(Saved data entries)
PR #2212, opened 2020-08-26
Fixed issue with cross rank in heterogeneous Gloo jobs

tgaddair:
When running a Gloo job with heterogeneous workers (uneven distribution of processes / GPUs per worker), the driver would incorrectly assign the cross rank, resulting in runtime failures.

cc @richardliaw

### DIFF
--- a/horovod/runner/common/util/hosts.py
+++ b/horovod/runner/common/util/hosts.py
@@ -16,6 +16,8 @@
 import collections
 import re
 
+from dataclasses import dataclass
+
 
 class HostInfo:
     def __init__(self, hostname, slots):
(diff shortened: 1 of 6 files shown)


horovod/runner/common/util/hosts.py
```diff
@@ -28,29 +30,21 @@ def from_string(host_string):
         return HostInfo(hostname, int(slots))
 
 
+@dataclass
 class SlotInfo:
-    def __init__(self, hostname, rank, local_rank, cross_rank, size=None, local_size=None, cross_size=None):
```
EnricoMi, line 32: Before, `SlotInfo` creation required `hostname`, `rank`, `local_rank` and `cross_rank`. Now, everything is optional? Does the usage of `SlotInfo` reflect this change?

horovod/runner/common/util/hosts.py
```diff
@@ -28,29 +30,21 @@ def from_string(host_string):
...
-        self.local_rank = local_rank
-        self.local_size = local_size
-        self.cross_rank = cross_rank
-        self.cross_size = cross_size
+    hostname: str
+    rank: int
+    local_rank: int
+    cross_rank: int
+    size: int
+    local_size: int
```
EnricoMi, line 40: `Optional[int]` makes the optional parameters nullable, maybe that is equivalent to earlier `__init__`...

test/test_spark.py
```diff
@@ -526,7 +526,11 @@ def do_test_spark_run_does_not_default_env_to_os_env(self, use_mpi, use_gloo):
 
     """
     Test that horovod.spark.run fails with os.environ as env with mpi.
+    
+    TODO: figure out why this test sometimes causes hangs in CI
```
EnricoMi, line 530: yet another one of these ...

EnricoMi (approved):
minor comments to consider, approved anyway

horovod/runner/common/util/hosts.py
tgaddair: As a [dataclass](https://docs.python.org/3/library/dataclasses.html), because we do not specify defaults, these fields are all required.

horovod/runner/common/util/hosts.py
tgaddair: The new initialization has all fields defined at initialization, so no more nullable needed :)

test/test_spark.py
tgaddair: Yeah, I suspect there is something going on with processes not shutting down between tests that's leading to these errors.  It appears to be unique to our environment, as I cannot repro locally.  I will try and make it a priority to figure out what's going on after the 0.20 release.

---

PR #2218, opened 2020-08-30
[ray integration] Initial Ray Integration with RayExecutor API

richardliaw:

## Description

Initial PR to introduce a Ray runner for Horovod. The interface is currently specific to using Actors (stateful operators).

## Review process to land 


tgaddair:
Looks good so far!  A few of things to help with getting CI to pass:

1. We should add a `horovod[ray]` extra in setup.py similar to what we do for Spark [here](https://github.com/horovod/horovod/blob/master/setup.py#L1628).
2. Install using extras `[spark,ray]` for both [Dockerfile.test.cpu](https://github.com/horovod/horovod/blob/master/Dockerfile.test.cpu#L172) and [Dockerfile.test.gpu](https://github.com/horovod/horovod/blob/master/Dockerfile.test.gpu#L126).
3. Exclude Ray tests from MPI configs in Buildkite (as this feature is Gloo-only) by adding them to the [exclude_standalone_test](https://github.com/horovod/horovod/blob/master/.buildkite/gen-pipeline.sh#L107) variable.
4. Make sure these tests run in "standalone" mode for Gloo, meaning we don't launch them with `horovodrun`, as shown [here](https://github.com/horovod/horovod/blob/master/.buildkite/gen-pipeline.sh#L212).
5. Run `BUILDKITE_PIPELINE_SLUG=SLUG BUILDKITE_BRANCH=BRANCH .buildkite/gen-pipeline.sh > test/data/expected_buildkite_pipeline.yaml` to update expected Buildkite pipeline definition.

# WORK INSTRUCTIONS:
Using the entries above, repeat only the lines from the one containing "[ray integration] Initial" through the one containing "1. We should", end lines included.

# EXERCISE OUTPUT:
[ray integration] Initial Ray Integration with RayExecutor API

richardliaw:

## Description

Initial PR to introduce a Ray runner for Horovod. The interface is currently specific to using Actors (stateful operators).

## Review process to land 


tgaddair:
Looks good so far!  A few of things to help with getting CI to pass:

1. We should add a `horovod[ray]` extra in setup.py similar to what we do for Spark [here](https://github.com/horovod/horovod/blob/master/setup.py#L1628).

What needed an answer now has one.